Start of Exercise data

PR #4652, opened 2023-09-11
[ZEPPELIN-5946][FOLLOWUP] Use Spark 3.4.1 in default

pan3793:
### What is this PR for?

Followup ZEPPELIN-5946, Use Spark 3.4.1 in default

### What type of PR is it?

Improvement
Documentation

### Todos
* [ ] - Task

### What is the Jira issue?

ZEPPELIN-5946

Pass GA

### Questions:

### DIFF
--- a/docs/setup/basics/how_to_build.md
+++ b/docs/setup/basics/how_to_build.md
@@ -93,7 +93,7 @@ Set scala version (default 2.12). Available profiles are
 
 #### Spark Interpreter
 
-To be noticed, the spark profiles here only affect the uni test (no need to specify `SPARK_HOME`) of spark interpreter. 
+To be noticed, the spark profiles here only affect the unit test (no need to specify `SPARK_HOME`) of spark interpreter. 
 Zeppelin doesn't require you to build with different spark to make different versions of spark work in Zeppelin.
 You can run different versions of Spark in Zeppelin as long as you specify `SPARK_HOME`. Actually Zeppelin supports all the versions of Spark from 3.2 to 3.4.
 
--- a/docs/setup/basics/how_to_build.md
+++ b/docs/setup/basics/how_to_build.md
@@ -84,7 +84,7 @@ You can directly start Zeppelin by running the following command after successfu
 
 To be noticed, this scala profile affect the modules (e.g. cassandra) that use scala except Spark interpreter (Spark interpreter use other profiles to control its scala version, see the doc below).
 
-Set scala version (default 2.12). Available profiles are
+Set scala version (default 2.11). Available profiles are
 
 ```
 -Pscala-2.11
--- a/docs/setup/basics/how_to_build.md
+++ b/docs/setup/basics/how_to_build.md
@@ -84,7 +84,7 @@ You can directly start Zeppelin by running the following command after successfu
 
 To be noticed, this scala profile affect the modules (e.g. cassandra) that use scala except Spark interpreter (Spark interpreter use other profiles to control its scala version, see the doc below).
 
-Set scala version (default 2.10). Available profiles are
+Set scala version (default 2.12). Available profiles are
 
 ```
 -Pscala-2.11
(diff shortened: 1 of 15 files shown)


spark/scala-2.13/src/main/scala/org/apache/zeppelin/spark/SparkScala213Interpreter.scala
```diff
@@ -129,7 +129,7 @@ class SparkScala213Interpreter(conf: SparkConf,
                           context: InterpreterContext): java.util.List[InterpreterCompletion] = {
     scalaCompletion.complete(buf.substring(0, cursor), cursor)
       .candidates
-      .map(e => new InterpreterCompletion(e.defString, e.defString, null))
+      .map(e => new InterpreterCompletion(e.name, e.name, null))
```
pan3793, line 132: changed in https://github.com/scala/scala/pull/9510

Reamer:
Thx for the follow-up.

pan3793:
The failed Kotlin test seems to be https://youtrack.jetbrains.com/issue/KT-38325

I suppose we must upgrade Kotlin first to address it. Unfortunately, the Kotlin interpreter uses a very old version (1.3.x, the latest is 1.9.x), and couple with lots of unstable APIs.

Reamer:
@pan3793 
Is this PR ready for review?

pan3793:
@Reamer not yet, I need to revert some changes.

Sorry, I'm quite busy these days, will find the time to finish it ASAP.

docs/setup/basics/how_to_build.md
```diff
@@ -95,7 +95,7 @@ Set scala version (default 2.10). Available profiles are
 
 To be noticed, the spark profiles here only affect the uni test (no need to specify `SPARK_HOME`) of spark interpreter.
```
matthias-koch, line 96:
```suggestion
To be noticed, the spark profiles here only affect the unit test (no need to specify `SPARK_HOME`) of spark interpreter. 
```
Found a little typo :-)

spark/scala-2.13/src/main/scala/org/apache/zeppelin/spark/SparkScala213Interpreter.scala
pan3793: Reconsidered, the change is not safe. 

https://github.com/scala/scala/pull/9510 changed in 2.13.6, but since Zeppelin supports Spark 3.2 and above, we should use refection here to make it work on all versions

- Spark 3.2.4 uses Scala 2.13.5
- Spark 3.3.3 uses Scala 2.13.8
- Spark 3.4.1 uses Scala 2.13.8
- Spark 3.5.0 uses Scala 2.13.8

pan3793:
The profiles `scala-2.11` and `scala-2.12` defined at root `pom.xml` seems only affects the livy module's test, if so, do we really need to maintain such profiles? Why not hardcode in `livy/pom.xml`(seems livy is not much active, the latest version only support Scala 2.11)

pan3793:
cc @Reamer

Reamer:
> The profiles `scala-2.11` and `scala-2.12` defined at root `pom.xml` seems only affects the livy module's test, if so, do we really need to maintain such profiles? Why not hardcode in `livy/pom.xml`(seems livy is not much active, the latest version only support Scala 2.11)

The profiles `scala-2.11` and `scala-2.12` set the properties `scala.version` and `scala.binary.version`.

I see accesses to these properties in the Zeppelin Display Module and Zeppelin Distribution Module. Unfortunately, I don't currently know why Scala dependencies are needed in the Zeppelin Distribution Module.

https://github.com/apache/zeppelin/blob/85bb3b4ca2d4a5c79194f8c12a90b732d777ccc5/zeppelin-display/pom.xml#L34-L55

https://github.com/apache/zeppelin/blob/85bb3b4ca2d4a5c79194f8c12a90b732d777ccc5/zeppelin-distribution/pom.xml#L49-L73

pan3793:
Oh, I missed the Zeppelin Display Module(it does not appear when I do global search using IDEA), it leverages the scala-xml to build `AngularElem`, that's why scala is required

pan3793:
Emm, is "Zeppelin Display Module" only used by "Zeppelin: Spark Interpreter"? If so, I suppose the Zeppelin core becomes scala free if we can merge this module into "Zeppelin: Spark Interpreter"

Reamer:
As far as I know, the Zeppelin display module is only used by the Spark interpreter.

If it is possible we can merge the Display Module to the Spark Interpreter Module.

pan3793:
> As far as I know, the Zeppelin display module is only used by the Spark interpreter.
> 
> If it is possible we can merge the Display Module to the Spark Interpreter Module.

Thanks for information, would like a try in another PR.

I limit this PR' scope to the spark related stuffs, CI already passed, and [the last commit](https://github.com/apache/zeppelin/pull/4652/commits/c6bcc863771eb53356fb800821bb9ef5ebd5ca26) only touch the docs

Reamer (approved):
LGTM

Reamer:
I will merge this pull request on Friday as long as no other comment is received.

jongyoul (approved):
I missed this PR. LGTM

End of Exercise data
Start of Exercise data

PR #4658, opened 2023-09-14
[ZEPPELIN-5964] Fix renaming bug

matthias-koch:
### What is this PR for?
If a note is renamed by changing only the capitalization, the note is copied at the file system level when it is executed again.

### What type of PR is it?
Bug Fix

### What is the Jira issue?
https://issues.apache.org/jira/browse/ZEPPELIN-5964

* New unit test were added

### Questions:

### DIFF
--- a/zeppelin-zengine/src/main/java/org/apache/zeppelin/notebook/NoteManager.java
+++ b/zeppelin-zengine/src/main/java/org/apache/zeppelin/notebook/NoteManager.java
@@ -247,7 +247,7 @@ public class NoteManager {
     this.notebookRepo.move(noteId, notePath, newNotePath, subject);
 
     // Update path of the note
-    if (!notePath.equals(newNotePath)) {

End of Exercise data

▶ [Task]: Nothing but a number should be given: the count of lines in the entries that contain the word "latest".

▶ [Result of this exercise]: 3